Task => Your answer consists of the lines in the data that contain "opened". Copy each of them.

Given records =>
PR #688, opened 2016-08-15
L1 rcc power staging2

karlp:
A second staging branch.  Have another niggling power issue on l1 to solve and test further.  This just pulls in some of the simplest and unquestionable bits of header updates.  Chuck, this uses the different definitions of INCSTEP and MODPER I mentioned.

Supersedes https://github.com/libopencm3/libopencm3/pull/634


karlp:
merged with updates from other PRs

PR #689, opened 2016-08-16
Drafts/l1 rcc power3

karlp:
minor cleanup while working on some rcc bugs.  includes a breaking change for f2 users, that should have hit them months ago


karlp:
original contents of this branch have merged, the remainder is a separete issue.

Task solution =>
PR #688, opened 2016-08-15
PR #689, opened 2016-08-16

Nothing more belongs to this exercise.